WHAT THIS TASK INVOLVES -
From the first line of the records below through the line containing "API Doc has been updated as well.", copy everything exactly and nothing more.

MATERIAL FOR THIS EXERCISE -
PR #1418, opened 2025-02-26
Features C#906: Remove # from the frontend URL

sadiqkhoja:
Closes getodk/central#906

All tests are passing.

I have just replaced all `/#/` with `/` and made the necessary changes in `safeNextPathFrom`.

None

API Doc has been updated as well.


lib/util/html.js
```diff
@@ -15,24 +15,22 @@ const envDomain = config.get('default.env.domain');
...
-    return '/#/';
+    return '/';
   }
 
   if (url.origin !== envDomain || url.pathname === '/login')
-    return '/#/';
+    return '/';
 
   // Don't modify enketo URLs
   if (url.pathname.startsWith('/-/')) return url.toString();
```
sadiqkhoja, line 31: Don't know why we have to return full URL for Enketo including origin

alxndrsn: `url.toString()` seems simpler than `url.pathname + url.search + url.hash`

I suspect the specific reason was per the comment on L16:

```js
// Logic adapted from `login.vue` in frontend.
```

In frontend (https://github.com/getodk/central-frontend/blob/eb602bd563d41f560fa59dbb1ccac624b977df92/src/components/account/login.vue#L162-L163):

```js
      if (url.pathname.startsWith(`${enketoBasePath}/`))
        return external(url.href);
```

Why `.toString()` is used in preference to `.href` is unclear, but they appear to be equivalent per the spec (discussion at https://stackoverflow.com/a/54380688).

alxndrsn:
> **How does this change affect users?**
>
> None

Could this break users' bookmarks if they've linked directly to content in an odk-central-frontend instance?

lib/util/html.js
matthew-white: In that file in Frontend, `external()` is basically just `window.location.replace()`. Maybe `url.pathname + url.search + url.hash` would have worked as well, but by that point in Frontend, it's already been validated that the URL is at the correct origin. We do use `url.pathname + url.search + url.hash` on the next line, in the default `return`:

```js
return internal(url.pathname + url.search + url.hash);
```

That's needed because `internal()` is hitting Vue Router, which just wants a path, not the full URL.

matthew-white: Another thing I noticed is that if you try to navigate to an Enketo URL that requires auth, it redirects you to login in Frontend. It sets the `next` query parameter equal to the full Enketo URL. Whereas when Frontend sets the `next` query parameter for a Frontend page that requires auth, the value of the query parameter is just the path, not the full URL.

matthew-white: The only place I see `safeNextPathFrom()` being used is to generate a `nextPath` to pass to `loaderTemplate`. Looking at `loaderTemplate`, I don't think that a distinction needs to be made between Enketo paths and Frontend paths. It's using `nextPath` in pretty generic ways. Maybe it'd be simpler for `safeNextPathFrom()` to do the same thing for the two types of paths: the previous logic had to account for the hash in Frontend URLs, but not anymore. No strong feelings though.

matthew-white:
I mentioned this on Slack, but I think getodk/central-frontend#1141 is intended to prevent bookmarks from breaking. If a user navigates to a path with a hash, then Frontend will redirect them to the new path without a hash.

matthew-white (approved):
Looks good as far as I can see. Backend usually shouldn't care what Frontend's paths are. In the few places where Backend was doing something specific with hashes before, it can now do without the hashes.

PR #1420, opened 2025-03-06
Return lastUpdate for the dataset endpoints

sadiqkhoja:
Closes getodk/central#803

Updated tests

Follows the existing pattern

SOLUTION TO THE PROBLEM -
PR #1418, opened 2025-02-26
Features C#906: Remove # from the frontend URL

sadiqkhoja:
Closes getodk/central#906

All tests are passing.

I have just replaced all `/#/` with `/` and made the necessary changes in `safeNextPathFrom`.

None

API Doc has been updated as well.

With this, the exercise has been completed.